> **Task details**
Return each line of the listing that follows in which the string "BenchmarkDotNet" can be found.

> **Records shown**

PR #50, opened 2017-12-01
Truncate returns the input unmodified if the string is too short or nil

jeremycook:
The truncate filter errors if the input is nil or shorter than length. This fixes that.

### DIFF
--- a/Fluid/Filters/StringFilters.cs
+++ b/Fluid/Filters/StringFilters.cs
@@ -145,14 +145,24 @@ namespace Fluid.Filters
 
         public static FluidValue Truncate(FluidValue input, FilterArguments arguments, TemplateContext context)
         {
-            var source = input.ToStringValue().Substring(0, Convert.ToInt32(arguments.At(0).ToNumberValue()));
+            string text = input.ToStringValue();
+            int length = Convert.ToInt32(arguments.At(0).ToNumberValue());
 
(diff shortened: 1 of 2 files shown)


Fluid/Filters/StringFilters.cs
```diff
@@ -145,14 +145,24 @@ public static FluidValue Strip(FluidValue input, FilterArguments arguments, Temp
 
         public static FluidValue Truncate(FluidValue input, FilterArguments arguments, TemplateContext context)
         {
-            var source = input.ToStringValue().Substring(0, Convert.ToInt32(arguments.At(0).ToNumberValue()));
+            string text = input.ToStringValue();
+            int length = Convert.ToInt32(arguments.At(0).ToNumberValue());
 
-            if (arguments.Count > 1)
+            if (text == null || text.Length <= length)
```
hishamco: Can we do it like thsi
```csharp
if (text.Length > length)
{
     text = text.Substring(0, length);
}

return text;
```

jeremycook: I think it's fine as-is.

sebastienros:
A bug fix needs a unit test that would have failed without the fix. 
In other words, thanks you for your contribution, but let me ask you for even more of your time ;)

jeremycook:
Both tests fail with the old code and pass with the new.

* * *

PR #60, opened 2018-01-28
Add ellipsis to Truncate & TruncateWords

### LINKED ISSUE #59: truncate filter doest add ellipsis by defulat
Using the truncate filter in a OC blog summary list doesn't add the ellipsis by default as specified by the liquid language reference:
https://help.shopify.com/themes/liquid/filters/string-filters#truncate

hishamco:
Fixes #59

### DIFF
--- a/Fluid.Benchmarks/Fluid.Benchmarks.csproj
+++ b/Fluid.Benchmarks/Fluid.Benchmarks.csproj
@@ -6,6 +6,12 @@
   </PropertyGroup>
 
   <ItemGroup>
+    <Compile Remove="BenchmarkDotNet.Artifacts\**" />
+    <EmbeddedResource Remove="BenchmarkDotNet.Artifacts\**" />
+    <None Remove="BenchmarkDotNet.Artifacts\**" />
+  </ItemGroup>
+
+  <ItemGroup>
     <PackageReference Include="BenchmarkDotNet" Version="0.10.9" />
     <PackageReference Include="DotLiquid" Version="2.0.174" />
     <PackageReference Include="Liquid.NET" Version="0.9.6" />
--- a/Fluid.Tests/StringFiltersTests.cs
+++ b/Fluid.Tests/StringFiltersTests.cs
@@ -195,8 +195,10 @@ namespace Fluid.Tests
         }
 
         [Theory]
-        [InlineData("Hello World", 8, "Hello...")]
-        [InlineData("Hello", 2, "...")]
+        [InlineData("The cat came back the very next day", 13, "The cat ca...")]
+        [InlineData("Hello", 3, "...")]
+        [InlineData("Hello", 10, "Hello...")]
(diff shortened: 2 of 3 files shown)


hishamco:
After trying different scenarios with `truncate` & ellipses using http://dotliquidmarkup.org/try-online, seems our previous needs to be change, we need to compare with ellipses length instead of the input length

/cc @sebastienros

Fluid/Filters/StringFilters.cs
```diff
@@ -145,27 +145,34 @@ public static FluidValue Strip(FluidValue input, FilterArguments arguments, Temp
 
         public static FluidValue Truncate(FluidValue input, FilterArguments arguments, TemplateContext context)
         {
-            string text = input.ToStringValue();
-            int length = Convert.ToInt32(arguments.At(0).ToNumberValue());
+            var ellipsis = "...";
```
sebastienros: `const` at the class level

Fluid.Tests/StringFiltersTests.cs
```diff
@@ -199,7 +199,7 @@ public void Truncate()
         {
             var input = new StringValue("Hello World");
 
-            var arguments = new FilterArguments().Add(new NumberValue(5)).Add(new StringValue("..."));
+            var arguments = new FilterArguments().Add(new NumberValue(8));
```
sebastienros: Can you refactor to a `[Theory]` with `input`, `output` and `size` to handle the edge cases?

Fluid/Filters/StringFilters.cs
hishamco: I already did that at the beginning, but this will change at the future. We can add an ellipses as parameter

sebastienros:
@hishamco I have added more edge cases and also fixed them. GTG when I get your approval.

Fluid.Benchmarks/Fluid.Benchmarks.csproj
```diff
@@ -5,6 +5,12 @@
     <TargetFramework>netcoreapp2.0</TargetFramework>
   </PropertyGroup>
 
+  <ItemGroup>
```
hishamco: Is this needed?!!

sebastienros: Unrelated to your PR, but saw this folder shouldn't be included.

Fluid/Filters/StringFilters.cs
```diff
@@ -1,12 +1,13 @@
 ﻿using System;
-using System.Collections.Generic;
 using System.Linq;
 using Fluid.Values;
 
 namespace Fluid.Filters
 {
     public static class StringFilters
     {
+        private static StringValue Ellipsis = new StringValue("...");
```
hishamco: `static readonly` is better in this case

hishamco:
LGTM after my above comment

> **Your solution**
+    <Compile Remove="BenchmarkDotNet.Artifacts\**" />
+    <EmbeddedResource Remove="BenchmarkDotNet.Artifacts\**" />
+    <None Remove="BenchmarkDotNet.Artifacts\**" />
     <PackageReference Include="BenchmarkDotNet" Version="0.10.9" />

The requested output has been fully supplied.